Тут я пожалел о том, что это сказал, потому что она виновато улыбнулась и бросила свои цветы в канаву. Растерявшись немного, я все-таки поднял их и подал ей, но она, усмехнувшись, оттолкнула цветы, и я понес их в руках.
Так шли молча некоторое время, пока она не вынула у меня из рук цветы, не бросила их на мостовую, затем продела свою руку в черной перчатке с раструбом в мою, и мы пошли рядом.
– Дальше, – сказал Иван, – и не пропускайте, пожалуйста, ничего.
– Дальше? – переспросил гость, – что же, дальше вы могли бы и сами угадать. – Он вдруг вытер неожиданную слезу правым рукавом и продолжал: – Любовь выскочила перед нами, как из-под земли выскакивает убийца в переулке, и поразила нас сразу обоих!
Так поражает молния, так поражает финский нож!

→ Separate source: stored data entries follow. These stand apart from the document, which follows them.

Issue #213, opened 2020-06-01
Intended breakage in `0.17`


HeroicKatora:
A list of all the interface incompatible changes we could clean up in the next major version:

- [ ] `Decoder::read_info` returns an overly condensed form of `Info`
- [ ] `Reader::next_row` should have named types
- [ ] `Reader::next_interlaced_row` should use wrapper struct instead of tuple
- [ ] `DecodingError::Format` is far to unspecific, could use a boxed error interface with better than stringly typing of all publicly inspectable error variants
- [ ] `ChunkType` could be a wrapper type, not a raw array. This would allow customized debug and display implementations to properly present the usually ascii nature of its contents. Also the free standing functions of `chunk` could then be methods.
- [ ] `ColorType::samples` should take `self` by value.
- [ ] `FrameControl::delay_den` could be a proper non-zero type. Secondary.
- [ ] `Adam7Iterator::Item` should be stictly typed with a struct.
- [ ] Test interlaced APNG
- [ ]

yanchith:
Hey there! Sad to see you drop `#![no_std]` from the list. Anything I can do to help? What is the major complication there?

HeroicKatora:
The problem with `#[no_std]` is usage of `io::Error`. It is difficult to have interface that interact with both streams _and_ are compatible with no-std usage, relying only on in memory buffers. It would be slightly easier had the crate been engineered from the ground up for this but retro-fitting it proves difficult. (I _think_ I've found a reasonably good interface in `weezl` which I can explain a bit further—in a blog post probably—but it's not applicable to the style of `png`). There is hopefully more opportunity in the next major version.

HeroicKatora:
To expand on the problematic design (if you want to call it that, it's certainly not problematic in blocking code): All decoding methods get handed a _borrowed_ output buffer. The code within is then written in such a way that it assumes it can keep this borrow until either a) the image has been read b) an error occurs. Both `async` and no-std subvert this expectation because we return to the caller to fetch addition input data, which gives up our current borrow of the buffer. (Note: technically we could make _everything_ a coroutine and thus avoid the return for `async` specifically but this is then very unwieldy for all synchronous usage). 

To fix this we need to make the layers between the ergonomic interface and the underlying, sans-io `StreamDecoder` statemachine aware of potentially exiting and storing some progress information for resumption. Removing this assumption also makes it harder to use the output as a temporary buffer which could otherwise be used to avoid a small number of allocations but I don't think it's used that way right now.

[...]

PR #250, opened 2020-10-03
Expose semantic result types for next_{interlaced_,}row

WorldSEnder:
As mentioned in #213 this replaces the tuples returned from `next_row` and `next_interlaced_row` with types carrying more semantic meaning. Should probably also replace `<Adam7Iterator as Iterator>::Item` in the same commit, but lemme know.

### DIFF
--- a/src/decoder/mod.rs
+++ b/src/decoder/mod.rs
@@ -68,22 +68,30 @@ pub struct Decoder<R: Read> {
 }
 
 /// A row of data with interlace information attached.
-#[derive(Debug)]
-#[non_exhaustive]
+#[derive(Clone, Copy, Debug)]
 pub struct InterlacedRow<'data> {
-    pub data: &'data [u8],
-    pub interlace: InterlaceInfo,
+    data: &'data [u8],
+    interlace: InterlaceInfo,
+}
+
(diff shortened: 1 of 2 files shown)


src/decoder/mod.rs
```diff
@@ -67,16 +67,41 @@ pub struct Decoder<R: Read> {
...
+pub struct InterlacedRow<'data> {
+    pub data: &'data [u8],
+    pub interlace: InterlaceInfo,
 }
 
-enum InterlaceInfo {
-    None,
+/// PNG (2003) specifies two interlace modes, but reserves future extensions.
+#[derive(Debug)]
+#[non_exhaustive]
```
HeroicKatora, line 80: In the tradeoff between marking it `Copy` and `#[non_exhaustive]`, I'd choose to have `Copy` etc. derives. The probability that the standard introduces a new interlace method before we bump major version is quite small.

HeroicKatora (changes requested):

HeroicKatora:
Of course, if structs are not exhaustive then we need to decide if the members should be public or not. It's only slightly more ergonomic to access members and the caller is not expected to ever construct those structs.

HeroicKatora (approved):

Она-то, впрочем, утверждала впоследствии, что это не так, что любили мы, конечно, друг друга давным-давно, не зная друг друга, никогда не видя, и что она жила с другим человеком…
<…>
Она оскалилась от ярости, что-то еще говорила невнятно. Затем, сжав губы, она принялась собирать и расправлять обгоревшие листы. Это была какая-то глава из середины романа, не помню какая. Она аккуратно сложила обгоревшие листки, завернула их в бумагу, перевязала лентой. Все ее действия показывали, что она полна решимости и что она овладела собой. Она потребовала вина и, выпив, заговорила спокойнее.
– Вот как приходится платить за ложь, – говорила она, – и больше я не хочу лгать. Я осталась бы у тебя и сейчас, но мне не хочется это делать таким образом. Я не хочу, чтобы у него навсегда осталось в памяти, что я убежала от него ночью. Он не сделал мне никогда никакого зла. Его вызвали внезапно, у них на заводе пожар. Но он вернется скоро. Я объяснюсь с ним завтра утром, скажу, что люблю другого, и навсегда вернусь к тебе. Ответь мне, ты, может быть, не хочешь этого?
– Бедная моя, бедная, – сказал я ей, – я не допущу, чтобы ты это сделала. Со мною будет нехорошо, и я не хочу, чтобы ты погибала вместе со мной.
– Только эта причина? – спросила она и приблизила свои глаза к моим.
– Только эта.
Она страшно оживилась, припала ко мне, обвивая мою шею, и сказала:
– Я погибаю вместе с тобою. Утром я буду у тебя.
И вот, последнее, что я помню в моей жизни, это – полоску света из моей передней, и в этой полосе света развившуюся прядь, ее берет и ее полные решимости глаза. Еще помню черный силуэт на пороге наружной двери и белый сверток.